À l’occasion de la 25e journée mondiale du braille, des professionnels handicapés visuels ont témoigné de leurs parcours devant un public de jeunes, démontrant que la maîtrise de ce système d’écriture tactile demeure une clé d’insertion sociale et professionnelle.
Gabriel est enseignant de philosophie. Somb Lingom exerce le métier de journaliste. Une gendarme, qui a perdu la vue, a pu se réinsérer dans sa profession. Trois parcours, trois métiers différents, mais un dénominateur commun : le braille. Ce système de signes en relief, inventé au XIXe siècle par Louis Braille, constitue pour ces Camerounais déficients visuels bien plus qu’un outil de lecture. Il représente une véritable passerelle vers l’autonomie et la reconnaissance professionnelle.
Mardi 7 janvier, le Cercle des jeunes aveugles réhabilités du Cameroun (CJARC) a organisé une conférence-témoignage réunissant élèves, étudiants et professionnels aveugles ou malvoyants. L’événement s’inscrivait dans le cadre de la journée mondiale du braille, célébrée chaque 4 janvier, avec pour thème cette année : « Témoin et transmetteur : le braille comme moteur d’inclusion entre journalisme et enseignement. »
Des modèles de réussite face à la jeunesse
Les intervenants, considérés comme des modèles de réussite au sein de leur communauté, ont partagé leurs expériences devant un auditoire attentif. Pour Gabriel, professeur de philosophie, le braille demeure « l’allié » indispensable qui lui permet de transmettre son savoir aux élèves. La gendarme, quant à elle, a évoqué son parcours de réinsertion après la perte de sa vue, un chemin rendu possible grâce à l’apprentissage et surtout à la maîtrise de ce système d’écriture tactile.
Au-delà des témoignages, la rencontre a également mis en lumière les talents artistiques de musiciens handicapés visuels, offrant une vision plus large des possibilités d’épanouissement personnel et professionnel. L’objectif affiché par le CJARC était de démontrer que le braille n’est pas seulement un code de lecture, mais une véritable porte ouverte sur l’insertion socioprofessionnelle.
Un enjeu d’inclusion toujours d’actualité
Si les technologies numériques offrent aujourd’hui de nouveaux outils d’accessibilité aux personnes déficientes visuelles, le braille conserve une place centrale dans leur éducation et leur autonomie. Au Cameroun comme ailleurs en Afrique, l’accès à l’apprentissage du braille et aux supports adaptés reste un défi majeur, particulièrement dans les zones rurales où les infrastructures spécialisées font défaut.

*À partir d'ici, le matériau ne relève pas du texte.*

PR #612, opened 2025-03-28
feat: Build cached anchor/alias node list for faster alias resolving

PolyMeilex:
Currently, to resolve an alias, we have to visit the whole document tree until the alias node is found. The lower in the file we put an alias, the slower the resolution is.

This is an attempt to speed this process significantly by:
1. Putting all nodes in a list and iterating over it, this is significantly faster than descending the tree via visitor every time
2. If we are putting nodes into a list we might as well filter them to only the ones that are needed for alias resolution, so only aliases and anchors are cached

Not sure if this is the right approach, but it helped me reduce the load time of my dataset, which is not very alias-heavy, from 10s to 4s.

### DIFF
--- a/src/nodes/Alias.ts
+++ b/src/nodes/Alias.ts
@@ -42,23 +42,21 @@ export class Alias extends NodeBase {
     doc: Document,
     ctx?: ToJSContext
   ): Scalar | YAMLMap | YAMLSeq | undefined {
-    let found: Scalar | YAMLMap | YAMLSeq | undefined = undefined
-
-    if (!ctx) {
+    let nodes: Node[]
+    if (ctx?.aliasResolveCache) {
+      nodes = ctx.aliasResolveCache
+    } else {
+      nodes = []
       visit(doc, {
         Node: (_key: unknown, node: Node) => {
-          if (node === this) return visit.BREAK
-          if (node.anchor === this.source) found = node
+          if (isAlias(node) || hasAnchor(node)) nodes.push(node)
         }
       })
-      return found
+      if (ctx) ctx.aliasResolveCache = nodes
     }
 
-    if (!ctx.aliasResolveCache) {
-      ctx.aliasResolveCache = buildCache(doc)
-    }
-
-    for (const node of ctx.aliasResolveCache) {
+    let found: Scalar | YAMLMap | YAMLSeq | undefined = undefined
+    for (const node of nodes) {
       if (node === this) break
       if (node.anchor === this.source) found = node
     }
@@ -138,16 +136,4 @@ function getAliasCount(
     return Math.max(kc, vc)
   }
   return 1
-}
-
-function buildCache(
-  doc: Document<Node, boolean>
-): (Scalar | YAMLMap | YAMLSeq | Alias)[] {
-  const found: (Scalar | YAMLMap | YAMLSeq | Alias)[] = []
-  visit(doc, {
-    Node: (_key: unknown, node: Node) => {
-      if (isAlias(node) || hasAnchor(node)) found.push(node)
-    }
-  })
-  return found
 }
--- a/src/nodes/Alias.ts
+++ b/src/nodes/Alias.ts
@@ -3,7 +3,7 @@ import type { Document } from '../doc/Document.ts'
 import type { FlowScalar } from '../parse/cst.ts'
 import type { StringifyContext } from '../stringify/stringify.ts'
 import { visit } from '../visit.ts'
-import { ALIAS, isAlias, isCollection, isPair } from './identity.ts'
+import { ALIAS, hasAnchor, isAlias, isCollection, isPair } from './identity.ts'
 import type { Node, Range } from './Node.ts'
 import { NodeBase } from './Node.ts'
 import type { Scalar } from './Scalar.ts'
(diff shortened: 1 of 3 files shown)


src/nodes/Alias.ts
```diff
@@ -52,7 +52,17 @@ export class Alias extends NodeBase {
...
+
+    let source: Scalar | YAMLMap | YAMLSeq | undefined = undefined
+    if (ctx.anchorAndAliasNodes) {
+      for (const node of ctx.anchorAndAliasNodes) {
+        if (node === this) break
+        if (node.anchor === this.source) source = node
+      }
+    } else {
+      source = this.resolve(doc)
+    }
```
eemeli, line 64: This duplication of logic should be in the `resolve()` method, rather than here. Add a second optional `ctx` argument to the method?

src/nodes/toJS.ts
```diff
@@ -10,6 +14,8 @@ export interface AnchorData {
 
 export interface ToJSContext {
   anchors: Map<Node, AnchorData>
+  /** Cached anchor and allias nodes in the order they occurred in the document */
+  anchorAndAliasNodes?: (Alias | Scalar | YAMLMap | YAMLSeq)[]
```
eemeli, line 18: Why is this optional? It might also be better to name it to correspond to its use, i.e. something like `aliasResolveCache` or similar. Not sure though.

src/nodes/toJS.ts
```diff
@@ -33,13 +39,24 @@ export function toJS(value: any, arg: string | null, ctx?: ToJSContext): any {
...
     // eslint-disable-next-line @typescript-eslint/no-unsafe-call
-    if (!ctx || !hasAnchor(value)) return value.toJSON(arg, ctx)
+    if (!ctx) return value.toJSON(arg, ctx)
+
+    if (!hasAnchor(value)) {
+      if (ctx.anchorAndAliasNodes && isAlias(value))
+        ctx.anchorAndAliasNodes.push(value)
+      // eslint-disable-next-line @typescript-eslint/no-unsafe-call
+      return value.toJSON(arg, ctx)
+    }
```
eemeli, line 49: Could this also be done within the Alias `resolve()`?

eemeli (changes requested):
I can see how this might be helpful. I'd much prefer for most of the work to be done in the Alias `resolve()` method, though. See inline for further comments.

Would you be able to share some YAML file with which the performance benefits of the change become measurable?

src/nodes/toJS.ts
PolyMeilex: Renamed, at first I made it optional so that the change is non-api braking, but in the new version I use it to figure out if cache was already built or not. If it is undefined cache needs to be built.

src/nodes/Alias.ts
PolyMeilex: Moved to resolve

src/nodes/toJS.ts
PolyMeilex: Yep, moved

PolyMeilex:
> Would you be able to share some YAML file with which the performance benefits of the change become measurable?

Had to anonymize it, so it looks kinda goofy, but here is one of the worst offenders in my data set: https://pastebin.com/nPB4hLyT

src/nodes/Alias.ts
```diff
@@ -38,21 +38,38 @@ export class Alias extends NodeBase {
...
+      ctx.aliasResolveCache = buildCache(doc)
+    }
+
+    for (const node of ctx.aliasResolveCache) {
+      if (node === this) break
+      if (node.anchor === this.source) found = node
+    }
+
     return found
   }
```
eemeli, line 67: We can presume that calling `resolve()` without a context is really rare, so this can be simpler, something like:
```ts
  resolve(
    doc: Document,
    ctx?: ToJSContext
  ): Scalar | YAMLMap | YAMLSeq | undefined {
    let nodes: Node[]
    if (ctx?.aliasResolveCache) {
      nodes = ctx.aliasResolveCache
    } else {
      nodes = []
      visit(doc, {
        Node: (_key: unknown, node: Node) => {
          if (isAlias(node) || node.anchor) nodes.push(node)
        }
      })
      if (ctx) ctx.aliasResolveCache = nodes
    }

    let found: Scalar | YAMLMap | YAMLSeq | undefined = undefined
    for (const node of nodes) {
      if (node === this) break
      if (node.anchor === this.source) found = node
    }
    return found
  }
```

src/nodes/toJS.ts
```diff
@@ -10,6 +14,8 @@ export interface AnchorData {
 
 export interface ToJSContext {
   anchors: Map<Node, AnchorData>
+  /** Cached anchor and allias nodes in the order they occurred in the document */
+  aliasResolveCache?: (Alias | Scalar | YAMLMap | YAMLSeq)[]
```
eemeli, line 18: The typing gets restricted from `Node` by the `node.anchor` check, so this doesn't need to list all the sub-types.

```suggestion
  /** Cached anchor and alias nodes in the order they occur in the document */
  aliasResolveCache?: Node[]
```

eemeli (changes requested):
Getting there, I think. And thank you for the sample data, I'll need to find a bit of time to test how much this improves the performance on it.

PolyMeilex:
>  I'll need to find a bit of time to test how much this improves the performance on it.

Not a proper scientific benchmark, but with the example file this is the difference on my setup:

`before`
```
parse: 141.241ms
toJs: 1.684s
```
`after`
```
parse: 145.326ms
toJs: 26.266ms
```

src/nodes/Alias.ts
PolyMeilex: Sure, looks a lot better. Done

src/nodes/toJS.ts
PolyMeilex: Done

eemeli: Note the typo fixes in the comment, those still remain.

PolyMeilex: Oh, my bad, fixed

PolyMeilex:
We could also build a map where a key would be the anchor's name and the value would be the node with all its child aliases already resolved. Then if a duplicated anchor name is found it would simply replace the previous one, but I'm assuming that there is some reason why that's not how it's done that I'm not aware of.

eemeli (approved):
Thank you @PolyMeilex for your contribution!

With you test file, this does provide something like a 12x improvement when I test it locally, though processing it does require adjusting `maxAliasCount` to avoid detecting the input as a resource exhaustion attack.

> We could also build an anchors map [...] but I'm assuming that there is some reason why that's not how it's done already, that I'm not aware of.

That's effectively `ctx.anchors`, but it's not as simple as one might like. The YAML spec allows for fun structures like this:

```yaml
&foo
key:
- *foo
- &foo 42
- *foo
```

Here, the resolution of the top-level map depends on resolving all of its contents, and that includes resolving the first `*foo` as a self-referential reference to the map itself, as well as resolving the second `*foo` as the scalar `42`, thanks to the anchor re-use.

Getting that to work right was a bit tricky.

PolyMeilex:
> That's effectively `ctx.anchors`, but it's not as simple as one might like. The YAML spec allows for fun structures like this:
> 
> ```yaml
> &foo
> key:
> - *foo
> - &foo 42
> - *foo
> ```
> 
> Here, the resolution of the top-level map depends on resolving all of its contents, and that includes resolving the first `*foo` as a circular reference to the map itself, as well as resolving the second `*foo` as the scalar `42`, thanks to the anchor re-use.
> 
> Getting that to work right was a bit tricky.

Oh, yeah that's fun, would rather pay the price of wasteful iteration then try to implement this 😅

Thank you for being open to this! I will try to find more low hanging fruit so hopefully we can keep generators, while still making the package  usable for my usecase 🚀

PR #613, opened 2025-03-29
feat: add indentBeforeInlineComment ToStringOption

AlexisColes:
Adding a new ToStringOption, indentBeforeInlineComment, to provide more flexibility on yaml output styling.

We already have linting conventions in place that conflict with the yaml being output by this library.  It would be nice to have the flexibility get the output to match the existing conventions.

We need to be able to specify that block comments have 2 not 1 space between the value and the start of the comment

```
key: value  # my comment
```
Naming is hard, would appreciate any better suggestions you may have for this config option !

### DIFF
--- a/src/options.ts
+++ b/src/options.ts
@@ -323,6 +323,13 @@ export type ToStringOptions = {
   indent?: number
 
   /**
+   * The number of spaces to use when indenting an inline comment.
+   *
+   * Default: `1`
+   */
+  indentBeforeInlineComment?: number
+
+  /**
    * Whether block sequences should be indented.
    *
    * Default: `true`
--- a/src/stringify/stringify.ts
+++ b/src/stringify/stringify.ts
@@ -26,6 +26,7 @@ export type StringifyContext = {
   indentStep: string
   indentAtStart?: number
   inFlow: boolean | null
+  inlineIndentBeforeComment?: number,
   inStringifyKey?: boolean
   flowCollectionPadding: string
   options: Readonly<
@@ -50,6 +51,7 @@ export function createStringifyContext(
       falseStr: 'false',
       flowCollectionPadding: true,
       indentSeq: true,
+      inlineIndentBeforeComment: 1,
       lineWidth: 80,
       minContentWidth: 20,
       nullStr: 'null',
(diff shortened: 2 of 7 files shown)


eemeli (changes requested):
Tbh, this seems somewhat niche. YAML allows for a lot of optionality with spaces and indents, and some of that is indeed configurable in the `yaml` output, but I would prefer not to add much more.

If there is a need for more customizability of the output, it might be more interesting to solve that by providing an intermediate output format that could then be processed as proposed here. That would also allow for e.g. comment alignment, which is also not currently supported.

Or is this specific need something that is shared more widely?

AlexisColes:
I do take your point, where does all this configuration end!  

I would imagine we are not the only ones that have run into this problem.  It was not us that decided that 2 spaces was the golden number in this situation.  We are just using the default rules from [yamllint](https://github.com/adrienverge/yamllint/blob/bce26d68a881551bb448114fbbf7fc472e3feb9e/yamllint/rules/comments.py#L83) via the [chart-testing-action](the https://github.com/helm/chart-testing-action).  These are widely used tools that have decided that 2 spaces is the way to go for these things.  

We did try to change the configuration for yamllint to change min-spaces-from-content to 1, but it was not being respected when used via the github action for some reason.  We could probably get to the bottom of this but in this case it seemed a better solution to try and get the conflict fixed on this side.

TBH the ideal solution would be if we could have an option that didn't change the formatting of the existing document at all.  All we are trying to do is update one value in an existing yaml file. 

But that being said if we ever did want to add an inline comment would be good if we could do it in a way that played nice with these mainstream tools.

eemeli:
> TBH the ideal solution would be if we could have an option that didn't change the formatting of the existing document at all. All we are trying to do is update one value in an existing yaml file.

If that's what you're looking to do, then the better approach would be to mutate and stringify the CST representation of the document. So something like this:

```js
import { Composer, CST, Parser } from 'yaml'

const src = 'key: value  # my comment'
const cst = Array.from(new Parser().parse(src));
const [doc] = Array.from(new YAML.Composer({ keepSourceTokens: true }).compose(cst));

// modify the value in the CST
const node = doc.get('key', true);
node.srcToken.source = 'new value';

const res = cst.map(CST.stringify).join('');
// 'key: new value  # my comment'
```

Note that the CST is not validated in any way during serialization, so setting the `source` to a value that isn't valid YAML for that position in the document will break things.

AlexisColes:
I have just given this a go, this is perfect for what we need.  TYSM!! :raised_hands: 

Lets close this one off, your solution is way better!!

PR #615, opened 2025-04-14
Respect Node.type === 'PLAIN' for numeric-like strings

edriouk:
This pull request fixes bug #616
The following changes are made:
A check is added if node type is  'PLAIN' in plainString() function ensuring it is respected.
Unit tests are added to check if strings looking numeric (hexadecimal, decimal and float) and boolean values are output as plain strings if node type is  'PLAIN' is specified. The tests also ensure that default behavior has not changed. 
Two regression tests in tests/doc/types.ts are corrected to check new behavior.
All other tests have passed without modifications.


eemeli:
See parent issue for alternative solution.

PR #617, opened 2025-04-16
docs: include cli example

JAdshead:
Adding basic example of CLI usage.

Reading from STDIN is not pattern I have used for node based CLI tools and took me a second to process. Example might help someone else.

Feel free to decline if its not aligned.

### DIFF
--- a/docs/09_cli.md
+++ b/docs/09_cli.md
@@ -1,12 +1,12 @@
 # Command-line Tool
 
-Available as `npx yaml` or `npm exec yaml`:
-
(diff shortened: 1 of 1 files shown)


eemeli (approved):
Sorry for taking so long to get at this, but this is fine. I moved the block one paragraph earlier so that it's more clearly separate from the cli-help block.

JAdshead:
No worries. I appreciate the effort it takes being a maintainer so thank you.

Issue #619, opened 2025-05-16
Strings like "10:00" are serialized to mean something different between YAML 1.1 and 1.2 readers


jwhitaker-gridcog:
**Describe the bug**
If I run
```js
stringify({key: "10:00"})
```

then the result is

```yaml
key: 10:00
```
.

That yaml is unsafe - if you read it with a 1.2 yaml parser it means

```js
{"key": "10:00"}
```

but if you read it with a 1.1 yaml parser it means

```js
{"key": 600}
```

.

**Expected behaviour**
Given `yaml` seems to take consistent behaviour between 1.1 and 1.2 very seriously, it would be very nice if this was consistently serialized as 

```yaml
key: "10:00"
```

.

**Versions (please complete the following information):**

- Environment: Nodejs 20
- `yaml`: 2.7.1

Keywords for googlers: sexagesimal 
Ref: https://ruudvanasseldonk.com/2023/01/11/the-yaml-document-from-hell#sexagesimal-numbers

eemeli:
If this is a concern for you, you should use the `compat` [schema option](https://eemeli.org/yaml/#schema-options) when serialising:
```js
stringify({key: "10:00"})
// 'key: 10:00\n'

stringify({ key: '10:00' }, { compat: 'yaml-1.1' })
// 'key: "10:00"\n'
```

jwhitaker-gridcog:
thanks heaps! i had missed this in the doco.

PR #621, opened 2025-05-18
docs: add a warning for stringify vs. pyyaml

jwhitaker-gridcog:
Heya, here's a proposal for a doco change c.f. #619 . I had read "full support for 1.1 and 1.2" in the project intro so had incorrectly assumed that the default settings would also meet those requirements, which isn't the case. imo it could be worth adding a warning at top-level `stringify` doco to try and make this clear?
Cheers

### DIFF
--- a/docs/02_parse_stringify.md
+++ b/docs/02_parse_stringify.md
@@ -69,6 +69,8 @@ YAML.stringify({ number: 3, plain: 'string', block: 'two\nlines\n' })
 
 `value` can be of any type. The returned string will always include `\n` as the last character, as is expected of YAML documents. If defined, the `replacer` array or function follows the [JSON implementation](https://developer.mozilla.org/en-US/docs/Web/JavaScript/Reference/Global_Objects/JSON/stringify#The_replacer_parameter). See [Options](#options) for more information on the last argument, an optional configuration object. For JSON compatibility, using a number or a string as the `options` value will set the `indent` option accordingly.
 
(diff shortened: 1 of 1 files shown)


docs/02_parse_stringify.md
```diff
@@ -69,6 +69,8 @@ YAML.stringify({ number: 3, plain: 'string', block: 'two\nlines\n' })
 
 `value` can be of any type. The returned string will always include `\n` as the last character, as is expected of YAML documents. If defined, the `replacer` array or function follows the [JSON implementation](https://developer.mozilla.org/en-US/docs/Web/JavaScript/Reference/Global_Objects/JSON/stringify#The_replacer_parameter). See [Options](#options) for more information on the last argument, an optional configuration object. For JSON compatibility, using a number or a string as the `options` value will set the `indent` option accordingly.
 
+Note that the default output of `stringify` is not safe to pass to YAML 1.1 consumers, e.g. PyYAML. You should set [`compat: true`](#schema-options) in `options` if you are targeting these consumers.
```
perlpunk, line 72: I wouldn't specifically mention a certain library here.
It's true that PyYAML itself does not support 1.2 at this point in time, but there is a library for that which you can use on top of PyYAML, and at some point it might be merged upstream.
(just IMHO as a regular pyyaml contributor)

jwhitaker-gridcog: fwiw I called out pyyaml here because (anecdotally) it's a very common consumer, and (anecdotally) its users often aren't even aware that YAML 1.1 and 1.2 exist, much less the differences in parsing behaviour between them and which one pyyaml uses. As such I suspected the more correct "only works for yaml 1.2 readers" wouldn't be sufficient to warn many people who would be tripped up by this.

PR #632, opened 2025-07-11
feat: yaml.parse has generic type for return type

Uzlopak:
I am migrating a repository from js-yaml to yaml. I saw that yaml has typescript typings, but the parse operation has no generic type for the return type. 

So here I propose to add a return Type.

before:

```typescript
const manifest = yaml.parse(file) as Manifest;
```

```typescript
const manifest = yaml.parse<Manifest>(file);
```

By doing so, I also get feedbeck by typescript, that manifest is potentially null, and I have to verify that I have not null as a result. 

Just because of this, I will need to check if js-yaml and yaml differ on parsing errors. I guess js-yaml, throws a YAMLException but yaml just returns null? Anyway. I think this is a usefull feature.

### DIFF
--- a/src/public-api.ts
+++ b/src/public-api.ts
@@ -131,23 +131,23 @@ export function parseDocument<
  *   document, so Maps become objects, Sequences arrays, and scalars result in
  *   nulls, booleans, numbers and strings.
  */
-export function parse(
+export function parse<R = any>(
   src: string,
   options?: ParseOptions & DocumentOptions & SchemaOptions & ToJSOptions
-): any
-export function parse(
+): R | null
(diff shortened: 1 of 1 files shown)


eemeli:
I won't be accepting this proposed change.

The `YAML.parse()` function is meant to behave as closely as possible to `JSON.parse()`, and in this aspect it means typing it the same way as TypeScript does in `lib/lib.es5.d.ts`, i.e. returning `any`. It really ought to be `unknown` tbh, but sticking to precent is more important here.

When calling `parse()` with bad input, an error will be thrown.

Cette 25e édition de la journée mondiale du braille rappelle que l’inclusion des personnes handicapées visuelles passe d’abord par la transmission des savoirs et le partage d’expériences. En donnant la parole à ceux qui ont réussi à s’insérer professionnellement, le CJARC souhaite encourager les jeunes générations à persévérer dans leur apprentissage et à croire en leurs capacités.